╭─ Data for this task
PR #6231, opened 2025-09-30
Fix position update for flux of photons

EZoni:
### Background

While investigating a failure in the test `test_3d_linear_compton_bunch_laser` in #5955, we realized that the position update implemented in `UpdatePosition` was not correct for massless particles like photons. This was called from `PhysicalParticleContainer::AddPlasmaFlux` for the flux injection of photons.

@RemiLehe suggested that we correct the implementation in `UpdatePosition` and remove the photon counterpart `UpdatePositionPhoton`, which was only called from `PhotonParticleContainer::PushPX`.

### Changes

Take into account the mass of the particle in the position update equation:
- For massive particles: $\Delta x = \frac{u_x}{\gamma} \Delta t$.
- For massless particles: $\Delta x = c \frac{u_x}{|u|} \Delta t$.

Note that for now I kept the equations as they were. Alternatively, we could also write the equations as $\Delta x = c^2 \frac{p_x}{E} \Delta t$, with $E^2 = p^2 c^2 + m^2 c^4$, with $m=0$ but $p$ computed using the electron mass for photons.

### Validation

This is a snapshot of one photon species in the (x,z) plane from the test `test_3d_linear_compton_bunch_laser`, `development` branch on the left vs. this branch on the right:

<p align="center">
    
    
</p>

### To-do

- [x] Merge #6232 and rebase this branch.
- [x] Merge #6235 and rebase this branch.


Source/Particles/Pusher/UpdatePosition.H
```diff
@@ -22,29 +22,54 @@
...
-                    [[maybe_unused]] amrex::ParticleReal& y,
-                    [[maybe_unused]] amrex::ParticleReal& z,
-                    const amrex::ParticleReal ux, const amrex::ParticleReal uy, const amrex::ParticleReal uz,
-                    const amrex::Real dt )
+void UpdatePosition ([[maybe_unused]] amrex::ParticleReal& x,
+                     [[maybe_unused]] amrex::ParticleReal& y,
+                     [[maybe_unused]] amrex::ParticleReal& z,
+                     const amrex::ParticleReal ux, const amrex::ParticleReal uy, const amrex::ParticleReal uz,
+                     const amrex::Real dt,
+                     amrex::ParticleReal const mass)
```
EZoni, line 29: I could also try to make `mass` a template parameter and use `if constexpr` instead of simple `if` conditions. Let me know what you think.

EZoni:
The test `test_3d_photon_pusher` fails badly:
```
max(disc_pos) = 0.29289321881345365
tol_pos = 1e-14
max(disc_mom) = 1.7217529609352883e-16
tol_mom = 2.220446049250313e-16
```

The test is supposed to be checking if "photons initialized with different momenta and different initial directions propagate along straight lines at the speed of light".

However, I think the test fails due to the fact that in the input file we set photons with electron charge and mass (???), e.g.
https://github.com/BLAST-WarpX/warpx/blob/c13beb28cc6dcce000135ac6175cbd99d02335dd/Examples/Tests/photon_pusher/inputs_test_3d_photon_pusher#L25-L28

So our check on whether the mass is zero or not probably goes into the wrong branch of the code.

@RemiLehe @aeriforme I don't understand why we have that setup in the input file. Do you know?

RemiLehe (approved):

Source/Particles/Pusher/UpdatePosition.H
EZoni, line 1: I recommend reviewing the changes in this file in the "hide whitespace" mode.

PR #6232, opened 2025-10-01
Rename WarpXParticleContainer's member variable mass to m_mass

EZoni:
While working on the bug fix in #6231 I ran into the warning/error

> warning: capture host side class data member by this pointer in device or host device lambda function may result in invalid memory access if this pointer is not accessible on device side [-Wgpu-maybe-wrong-side]

which I had missed due to the fact that the WarpXParticleContainer's member variable `mass` is not prefixed with `m_`, as WarpX's naming conventions require (see https://warpx.readthedocs.io/en/latest/developers/contributing.html#style-and-conventions).

This PR implements the following changes:
- The WarpXParticleContainer's member variable is named `m_mass`.
- Any local copy for device lambda capture is named `mass` (rather than `m`, `ms`, `mass_local`, etc.).

I implement this changes separately in this PR to keep the bug fix in #6231 as minimal as possible.

### DIFF
--- a/Source/Particles/WarpXParticleContainer.H
+++ b/Source/Particles/WarpXParticleContainer.H
@@ -528,9 +528,8 @@ public:
         return m_do_back_transformed_particles;
     }
 
-    //amrex::Real getCharge () {return charge;}
     amrex::ParticleReal getCharge () const {return charge;}
-    //amrex::Real getMass () {return mass;}
+
     amrex::ParticleReal getMass () const {return m_mass;}
 
     int DoFieldIonization() const { return do_field_ionization; }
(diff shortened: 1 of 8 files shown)


Source/Particles/WarpXParticleContainer.H
```diff
@@ -531,7 +531,7 @@ public:
     //amrex::Real getCharge () {return charge;}
     amrex::ParticleReal getCharge () const {return charge;}
     //amrex::Real getMass () {return mass;}
```
lucafedeli88:
```suggestion
    //amrex::Real getMass () {return m_mass;}
```
I think that we should do that for consistency. However, I also think that this line should be removed! Is there a reason to keep this commented out method ?

lucafedeli88 (approved):
Thanks for this PR, @EZoni

Source/Particles/WarpXParticleContainer.H
EZoni: Thanks Luca, I had not noticed that. I removed the two methods that were commented out, `getMass` and `getCharge`. I don't see any reason why they should be kept there as is, especially given that there is no comment explaining what they are there for.

PR #6236, opened 2025-10-01
Add error message for non-supported scattering processes in DSMC

roelof-groenewald:
Excitation and forward scattering is not yet supported in DSMC but currently these processes do not result in sensible error messages.

Addresses https://github.com/BLAST-WarpX/warpx/discussions/6229.

### DIFF
--- a/Source/Particles/Collision/BinaryCollision/DSMC/DSMCFunc.cpp
+++ b/Source/Particles/Collision/BinaryCollision/DSMC/DSMCFunc.cpp
@@ -53,6 +53,10 @@ DSMCFunc::DSMCFunc (
 
         ScatteringProcess process(scattering_process, cross_section_file, energy);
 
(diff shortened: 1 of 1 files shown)


RemiLehe (approved):

RemiLehe:
Thanks for this PR!
For consistency, should we remove this line:
https://github.com/BLAST-WarpX/warpx/blob/development/Source/Particles/Collision/BinaryCollision/DSMC/SplitAndScatterFunc.H#L259

roelof-groenewald:
> For consistency, should we remove this line: https://github.com/BLAST-WarpX/warpx/blob/development/Source/Particles/Collision/BinaryCollision/DSMC/SplitAndScatterFunc.H#L259

I think we should keep it as it gives a nice place-holder for where forward scattering should be handled once it is implemented.

PR #6562, opened 2026-02-09
[WIP] build documentation in CI

lucafedeli88:


EZoni:
@lucafedeli88 

Thanks for thinking about this!

We already build the documentation directly through Read the Docs, which handles the `docs/readthedocs.org:warpx` CI workflow.

The builds and logs are available at https://app.readthedocs.org/projects/warpx/. However, only a few maintainers have access. 

Below is an example of the build for this PR, where you have access to raw logs, debug info, etc. 

So in my opinion we don't need an extra CI workflow to build the documentation, unless I'm missing something.

We could discuss with @ax3l who else could/should be given access to the Read the Docs project.

Screenshot from 2026-02-09 09-04-23

RemiLehe:
Superseded by https://github.com/BLAST-WarpX/warpx/pull/6569

PR #6530, opened 2026-01-27
[WIP] New mcc-v-push

oshapoval:
This PR presents the ES/EM `mid-v-push` implementation (with collisions applied in the middle of the particle momentum push), using the new interface introduced in PR #6275.

`mid-v-push` algorithm is described in [DOI: 10.1103/PhysRevE.111.02530](https://doi.org/10.1103/PhysRevE.111.025306).

This PR will be closed, as there are now two separate PRs with the ES  (https://github.com/BLAST-WarpX/warpx/pull/6572) and EM (https://github.com/BLAST-WarpX/warpx/pull/6581) `mid-v-push` implementations.

PR #6565, opened 2026-02-09
Make checksum for `test_3d_linear_compton_bunch_laser` less brittle

RemiLehe:
The test `test_3d_linear_compton_bunch_laser` involves a photon bunch passing through the simulation box, as seen in these images from different timesteps:
Screenshot 2026-02-09 at 11 53 59 AM
Screenshot 2026-02-09 at 11 54 14 AM
Screenshot 2026-02-09 at 11 54 35 AM

The end of the simulation correspond **closely** to the time at which the photon bunch has exited the simulation box. 

However, because of this, there is sometimes still one or two photons in the box at the very last timestep. It seems that this happens randomly (depending on the seed) and is related to the fact that the particles injected with flux injection are emitted with random delays **within one timestep**. For this reason, the very last few photons of the bunch can be emitted with just the right random delays for them to still be in the simulation box at the last timestep. (This is confirmed by the current value of the sum of photon weights in the checksum: `Benchmark: [photon1,particle_weight] 9.398496240601504e+15` which, after verification, turns out to be the weight of a **single photon macroparticle**.)

For this reason, the checksum is very brittle: small unrelated changes in the code (e.g. drawing new random numbers in another part of the code) can change the random delay with which the photons are emitted, and thus can change whether there are still photons in the simulation box at the end of the simulation.

This PR avoids this issue by taking one more timestep, to make sure that the simulation box is completely cleared of photons at the time when the checksum is computed.

### DIFF
--- a/Examples/Tests/linear_compton/inputs_test_3d_linear_compton_bunch_laser
+++ b/Examples/Tests/linear_compton/inputs_test_3d_linear_compton_bunch_laser
@@ -21,7 +21,7 @@ my_constants.sigma_kn_max = 6.65e-29 # Maximum value of Klein-Nishina cross-sect
 my_constants.v_rel = 2 *clight
 my_constants.probability_target_value = 0.05
 my_constants.dt =  probability_target_value / (sigma_kn_max * dens * v_rel )
-my_constants.N_step = floor(T / dt)
+my_constants.N_step = floor(T / dt) + 1
 # space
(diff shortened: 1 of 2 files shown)


EZoni:
@aeriforme 
 
FYI, just for context, this came up while debugging this test in #6530, which in turn is related to previous PRs where the same was happening as well, e.g., #5955 and #6275.

EZoni (approved):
╰─
**Work request:** Transcribe, word for word, every line from the one containing "floor(T / dt) + 1" through the final line of the entries, and nothing else.

**Exercise result:**
+my_constants.N_step = floor(T / dt) + 1
 # space
(diff shortened: 1 of 2 files shown)


EZoni:
@aeriforme 
 
FYI, just for context, this came up while debugging this test in #6530, which in turn is related to previous PRs where the same was happening as well, e.g., #5955 and #6275.

EZoni (approved):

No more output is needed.